How often does CMMC awareness training need to be completed?
At least annually. The DoD’s interpretation of “periodic” training under NIST SP 800-171 has consistently landed on 12-month refresh cycles, and C3PAO assessors will ask for records showing each employee completed training within the past year. Additional training is required when an employee’s role changes or when a new significant threat emerges.
Does CMMC require a specific training provider?
No. The DoD does not endorse or require a specific vendor. You can build content internally, use open-source materials, or license courses from a training marketplace. What matters is that the content is tied to your documented policies, covers the specific risks of your employees’ roles, and produces auditable completion records.
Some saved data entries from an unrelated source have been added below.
Issue #548, opened 2018-05-13
mimes missing sizes:


NikoKrause:
a few icon sizes are missing for:

- [ ] image-x-xcf
- [ ] authors
- [ ] image-vnd.adobe.photoshop
- [ ] font-x-generic
- [ ] extension
- [ ] audio-x-playlist-rtl
- [ ] text-x-generic-template-rtl

PR #1079, opened 2022-01-27
Add/update eBook and eDocument mimetype icons

### LINKED ISSUE #1075: Missing comic book mimetype icons
### Problem

Mimetype icons are missing for `.cbz` and `.cbr` files, mimetypes `application/vnd.comicbook+cbz` and `application/vnd.comicbook-cbr`.

These are zip and rar archive files with images inside. They can be read by almost any ebook or pdf reader (Evince, Okular, Calibre, etc). Right now they just default to the document icon.

### Proposal

Possible solutions:

1) Symlink to archive icon
2) Symlink to ebook icon
3) Make a new unique icon

They are archive files but, like epub/ebook, they are books within an archive file so 2 might make a little more sense since they are technically electronic books. If 3, I don't know if I could make an icon that meets the standards for this theme but I could try if 1 and 2 aren't good solutions. Maybe the ebook icon with a speech bubble or something would be simple enough.

### Prior Art (Optional)

_No response_

newhoa:
I'd like to add missing comic book and possibly other ebook mimetype icons. I'd really appreciate input/direction.

Currently this is what I have as the comic book icon:
(left current epub/ebook, right proposed comic book icon)

comic-icon-rc

Just a slight modification of the eBook icon. Does `?!` work or should those symbols be reserved for dialog icons? Is it too silly looking compared to the more serious/professional look of the rest of the icons?

A few other eBook icons are also missing. Here is a list and proposals.

* Amazon eBook and Mobipocket icons (`.azw`, `.azw3`, `.mobi`) -> symlink to epub/ebook icon
* Deja Vu (`.djvu`) - > symlink to pdf icon, this is a scanned document format like pdf or ps
* PostScript (`.ps`) -> symlink to pdf (edocument instead of ebook but just noticed it is missing)

Also, the FB2 icon is missing at 128px. I can add this but before I do -- should I keep the orange look and the `fb` lettering? Or switch to the green (and possibly the e of the epub/ebook) so all ebook file icons consistent?

comic-icon-fb2

Fixes #1075 
Addresses part of issue #548 

Thanks!

### DIFF
--- a/mimes/128/application-postscript.svg
+++ b/mimes/128/application-postscript.svg
@@ -1,0 +1,1 @@
+application-pdf.svg
--- a/mimes/128/application-vnd.comicbook+zip.svg
+++ b/mimes/128/application-vnd.comicbook+zip.svg
@@ -1,0 +1,388 @@
+<?xml version="1.0" encoding="UTF-8" standalone="no"?>
+<svg
+   xmlns:dc="http://purl.org/dc/elements/1.1/"
+   xmlns:cc="http://creativecommons.org/ns#"
+   xmlns:rdf="http://www.w3.org/1999/02/22-rdf-syntax-ns#"
+   xmlns:svg="http://www.w3.org/2000/svg"
+   xmlns="http://www.w3.org/2000/svg"
+   xmlns:xlink="http://www.w3.org/1999/xlink"
+   xmlns:sodipodi="http://sodipodi.sourceforge.net/DTD/sodipodi-0.dtd"
+   xmlns:inkscape="http://www.inkscape.org/namespaces/inkscape"
+   version="1.1"
+   width="128"
+   height="128"
+   id="svg4134"
+   sodipodi:docname="application-vnd.comicbook+zip.svg"
+   inkscape:version="1.0.2 (e86c870879, 2021-01-15)">
+  <path
+     style="display:inline;fill:url(#linearGradient4333-3);fill-opacity:1;stroke:url(#linearGradient1006);stroke-width:1;stroke-linecap:round;stroke-linejoin:round;stroke-miterlimit:0;stroke-dasharray:none;stroke-dashoffset:0;stroke-opacity:1"
+     id="path2723"
+     d="m 108.5,7.5 v -3 c 0,-1.941931 -0.84186,-3 -4,-3 h -81 v 6"
+     sodipodi:nodetypes="ccccc" />
+  <path
+     style="color:#000000;display:inline;overflow:visible;visibility:visible;fill:url(#linearGradient3156);fill-opacity:1;fill-rule:nonzero;stroke:url(#linearGradient3158);stroke-width:1;stroke-linecap:round;stroke-linejoin:round;stroke-miterlimit:4;stroke-dasharray:none;stroke-dashoffset:0;stroke-opacity:1;marker:none;enable-background:accumulate"
+     id="rect5505-21-3-9"
+     d="m 27.5,7.5 h -10 V 4.08617 C 17.5,2.150302 18.144001,1.5 20.046842,1.5 H 27.5"
+     sodipodi:nodetypes="ccssc" />
+  <sodipodi:namedview
+     id="namedview71"
+     pagecolor="#ffffff"
+     bordercolor="#666666"
+     borderopacity="1.0"
+     inkscape:pageshadow="2"
+     inkscape:pageopacity="0.0"
+     inkscape:pagecheckerboard="0"
+     showgrid="false"
+     inkscape:zoom="26.193818"
+     inkscape:cx="59.565546"
+     inkscape:cy="79.941552"
+     inkscape:window-width="1319"
+     inkscape:window-height="954"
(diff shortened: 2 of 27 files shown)


waldyrious:
> Amazon eBook and Mobipocket icons (`.azw`, `.azw3`, `.mobi`) -> symlink to epub/ebook icon

Since `.epub` is a specific format (and the icon in the epub/ebook icon is the [EPUB symbol](https://en.wikipedia.org/wiki/EPUB)), IMHO there should be a generic ebook icon that doesn't use any specific symbol/logo.

newhoa:
> > Amazon eBook and Mobipocket icons (`.azw`, `.azw3`, `.mobi`) -> symlink to epub/ebook icon
> 
> Since `.epub` is a specific format (and the icon in the epub/ebook icon is the [EPUB symbol](https://en.wikipedia.org/wiki/EPUB)), IMHO there should be a generic ebook icon that doesn't use any specific symbol/logo.

Makes sense, thanks! Ok, I updated. Currently:

- Comic icon (`.cbz`, `.cbr`) eBook -> eBook with `?!` speech bubble
- Amazon and Mobipocket eBook (`.azw`, `.azw3`, `.mobi`) -> generic eBook icon
- Deja Vu (`.djvu`) eDocument - > symlink to pdf icon
- PostScript (`.ps`) eDocument -> symlink to pdf icon
- Fictionbook (`.fb2`) eBook -> added 128px icon, propose making it green to match other eBooks

For Mobipocket/Amazon, currently using blank green book/ebook icon (right), could try adding text or a bookmark (left), but bookmark may make it feel like a bookmark file. So might be best to leave it blank/generic unless someone can suggest something that symbolizes Amazon/Mobi (can't use their logo of course).
e-icon-book-generic

FictionBook/fb icon, added 128px. I like the green better, matches the other eBooks if the above changes go through. If green is preferred I can change the other sizes as well.
e-icon-fb

Any more input would be helpful. Thanks!

danrabbit:
Hey thanks for looking into this!

I would lean away from changing the file type icons for any formats that aren't supported out of the box. It's pretty easy for file types to get out of control trying to support absolutely every format, so we've really been slimming these down. Anything in the `application-x-*` namespace should technically be handled by those applications when they're installed, so we should avoid touching those if possible.

In fact, it would be worth probably dropping some of the filetype icons in the current master. I would be inclined to remove the fictionbook icons tbh. But if it stays, the fictionbook icon should remain orange since that's the brand color used in the fictionbook logo.

Something we should test is if fallbacks in the namespace work for these `+zip` etc names. For example, instead of symlinking `application-vnd.comicbook+zip` and `application-vnd.comicbook-rar`, you might be able to do `application-vnd.comicbook` and we should fall back correctly there to the less specific namespace

For the comicbook icon I like the metaphor, but I might try to re-use the bubble shape from `internet-chat` in apps. And for the text it would probably help for hinting not to use italic and use Inter Bold as the typeface

newhoa:
@danrabbit, What would you suggest about the other eDocument/eBook mimetypes in this PR. DejaVu and PostScript are both read by Evince. Is using the pdf/eDocument icon okay for those? Mobi/AZW are not read by default (but neither is ePub). Use the generic eBook icon or don't worry about those?

> Anything in the application-x-* namespace should technically be handled by those applications when they're installed...

Is this an elementary convention or a standard for mimetypes? I don't know much about the naming scheme of mimetypes and the reasoning behind some of them. I've noticed some mimetype icons are provided by an app if it can only be opened with that app, `application-x-ardour` for example. But then you have a format like `tar` which uses `application-x-tar` which no app seems to provide an icon for and can be opened by many apps. That's an old format but there are a lot of modern ones to which the same applies, or for which the official app is not available on Linux though the format can be read by plenty of other apps. And unfortunately when files don't have icons or have incorrect icons, to the end user who doesn't know the reasoning, it feels a little incomplete or the fault of the system/theme.

For the comic icon, I tried using the name `application-vnd.comicbook` and it did not seem to work. That would've been really nice.

I tried this version with the `internet-chat` icon (with and without outline):
e-icon-book-chat-inter

I also tried an outline on the first version, but the `ePub` `e` (and other lettered icons) does not have a border so it isn't very consistent.
e-icon-book-comic-outline

Personally I feel the chat bubble should be reserved for chat related icons (as it is also used for the Iridium app icon which could be confusing). Usually comic bubbles have a longer sharper tail. And the font is usually somewhat italic, with question and exclamation marks usually being bold and more italicized. [Here's an example](https://user-images.githubusercontent.com/1984060/152747236-03794675-17c8-420d-b1a4-485018feb2b3.jpg). That was kind of my rationale for the original icon. With the chat bubble and normal font it looks a little like a chat or help symbol to me. But I've been playing with it too long so my perspective might be way off.

Anyway, just let me know how (or if) I should continue with this. I get adding a ton of mimetype icons can be a headache for upkeep and everything and may go against the simplicity ethos so I don't want to throw stuff in that will complicate things. Just let me know. Thanks!

newhoa:
Closing unless I get any feedback/suggestion to move forward.

PR #1080, opened 2022-02-01
Update deb package icon

newhoa:
Edit: This PR should be ready. As discussed below, this change is now only for the `deb` icon.

---

With the new flatpak and archive icons, I thought it would be nice to update the `deb` icon and make it look more like a package/archive than a document. Then figured while I was at it, might as well add icons for `rpm` and `appimage` packages. They all use the new flatpack package icon as a base.

Proposed:
e-icon-packages

I'm also considering adding a `snap` package icon, trying to figure out if the snap logo is GPL compatible.

If these look okay, I'll add the other sizes. Thanks.


danrabbit:
Hey thanks for looking at this. I'd rather not include icons for packages that aren't supported by elementary OS here. Flatpak is really the only package users can install in a graphical way. I think I'd be okay with changing the deb icon since those can be installed via terminal, but RPM and AppImage wouldn't be accepted here I don't think

waldyrious:
I can understand not adding RPG and Snap icons, but AppImages, being self-contained and not depending on any system-wide changes, would seem neutral enough IMHO.

danrabbit:
I _really_ don't want to make it look like we support AppImages. I think it's important that they look unsupported

waldyrious:
Ok, I disagree with making something look like it's unsupported when it technically works without any previous preparation and without affecting the rest of the system, but I can see where you're coming from. Thanks for clarifying.

newhoa:
I'll stick with just the `deb` unless something else is decided.

For 16px, should I go with the package or leave it just the deb logo? The package is more consistent but less legible.

e-icon-packages-16


Also, I notice `.snap` and `.apk` currently use the empty document. Should I at least symlink those to the generic archive icon since they're compressed packages/archives?

danrabbit:
@newhoa Let's go with the package for consistency here

I would recommend addressing that in a separate pull request so we don't cross concerns here, but a hesitation I have is that since those aren't handled by elementary OS, providing an icon for them would I think overwrite the icon provided by an app that would handle them. Generally, it's probably better to ignore file types that aren't supported out of the box

danrabbit (approved):
Apologies for taking a while to review this. Looks good, thank you!

PR #1081, opened 2022-02-01
Add extension mimetype at 128px

newhoa:
Adds extension mimetype and related symlinks at 128px.

Addresses part of issue #548


danrabbit (approved):
Looks good, nice work!

PR #1082, opened 2022-02-02
Add 128px icons for initial-setup

danrabbit:
Drafting because probably wanna do installer too


waldyrious:
Just out of curiosity, why is this key wider than the ones to the left?

Screenshot from 2022-02-02 11-10-39

danrabbit:
Pixel fitting :)

waldyrious:
> Pixel fitting :)

Thanks for the information! Would the pixel alignment still be possible by widening the backspace key instead?

micahilbery (approved):

danrabbit:
@waldyrious I'm going to merge this for now so it's not blocking other stuff, but can you open an issue report about that backspace key so we don't forget?

PR #1085, opened 2022-02-19
Update media stop icon

newhoa:
Changes the `media-playback-stop` icon to square. Should now match the symbolic icon and better match the newer style of the other media control icons.

I also noticed the `media-playlist-repeat` icon was missing at 24px so I added that. If that should be removed let me know.

Thanks.

media-stop-compare1

Edit: Adjusted lighting of the repeat icon, updated pic.


newhoa:
Any feedback on this one? I feel like the current stop icon resembles a record button and doesn't match the symbolic version. Is the red still too danger/record-like? I tried some other colors:

stop-colors

Don't know if any of those are any better. Any feedback would be appreciated.

danrabbit (approved):
Looks good, thank you!

PR #1087, opened 2022-02-21
Use rounder edges in template and download folders

newhoa:
Wasn't sure if anyone had started adding the new rounder arrow style to the `Download` folder so I started on it.

Then I got distracted by the `Templates` folder icon and wanted it to look more similar to the others with smoother edges.

Let me know if either of these look okay and I can start working on the other sizes.

Thanks!

Current on left, proposed on right
folder-templates-final1

folder-download-final1

Edit: I realized `folder-remote` could use the rounder arrow update. Let me know if you all want me to do this one too or if it's already been/being done somewhere.

folder-recent-1a

---

Downloads folder arrow should now match the new arrow style.

Ruler on the templates folder given rounded edges
to match rounded edges of other folder icons.
Added hatch marks for a more distinct silhouette
and more similar to ruler used in the mimetypes.

### DIFF
--- a/places/128/folder-download-open.svg
+++ b/places/128/folder-download-open.svg
@@ -1,17 +1,39 @@
 <?xml version="1.0" encoding="UTF-8" standalone="no"?>
 <svg
-   xmlns:dc="http://purl.org/dc/elements/1.1/"
-   xmlns:cc="http://creativecommons.org/ns#"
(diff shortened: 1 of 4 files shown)


danrabbit:
Nice updates! I'd generally recommend splitting things into smaller pull requests so that one thing doesn't get held up by another, but this is a good direction :)

newhoa:
Thanks for the feedback! I'm closing this and submitting these proposals individually.

PR #1090, opened 2022-03-22
Use rounded arrow on download folder

newhoa:
Updated the places folder-download folders to use the rounded arrow style. Tried to also make the smaller sizes a little more legible and consistent while I was at it.

---
Current:

current-white

Proposed:

proposed-final2-white


micahilbery (approved):
:heart::+1:

PR #1096, opened 2022-04-20
Devices: rounder network squares

danrabbit:
In line with the border radius used in the new Music icon and in previous branches

Update green icon color palette while we're here


micahilbery (approved):
:+1:

PR #1097, opened 2022-04-20
Invert updates arrow

danrabbit:
This has annoyed the hell out of me. They're updates, not "down"dates


micahilbery (approved):
:arrow_up:

PR #118, opened 2020-10-14
Fix seaborn version to avoid error with nanoplot

skrakau:
On some long read data, I got a `NanoPlot` error:

```
raise AttributeError(f"{type(self).__name__!r} object "
AttributeError: 'PathCollection' object has no property 'stat_func'
```
See alos https://github.com/wdecoster/NanoPlot/issues/201.

Seems there was recently a new `seaborn` version 0.11.0 released, which can cause problems with `NanoPlot`. They fixed the seaborn version in the current bioconda recipe. But since we use an older NanoPlot version, we need to fix this manually within the `environment.yml`.
 

## PR checklist

### DIFF
--- a/environment.yml
+++ b/environment.yml
@@ -26,6 +26,7 @@ dependencies:
   - conda-forge::r-markdown=1.0
   - conda-forge::r-ggplot2=3.2.0
   - bioconda::nanoplot=1.26.3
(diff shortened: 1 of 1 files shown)


d4straub (approved):
LGTM!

What happens if an employee refuses to complete CMMC training?
You need a written policy covering non-completion — typically loss of network access until training is finished. Assessors will ask how you handle non-completers, and “we just keep reminding them” is not an acceptable answer. Most contractors tie training completion to continued access privileges and make that link explicit in the security awareness policy.
Do contractors at CMMC Level 1 need formal training records?
Level 1 is a self-assessment rather than a third-party audit, but the training control (3.2.1) still applies. You need records sufficient to demonstrate annual training happened if DoD ever audits your self-attestation, and False Claims Act exposure applies even at Level 1. Treat the records the same as you would for Level 2.
How much does a CMMC training program typically cost?
For a contractor with 25 to 200 employees, off-the-shelf courseware runs roughly $5 to $25 per seat per year for baseline awareness content, plus $50 to $200 per seat for role-based privileged user training. LMS fees add another $3 to $12 per user per month at small-business scale. Custom-built content costs more upfront but is usually not worth it until you’re over 500 seats.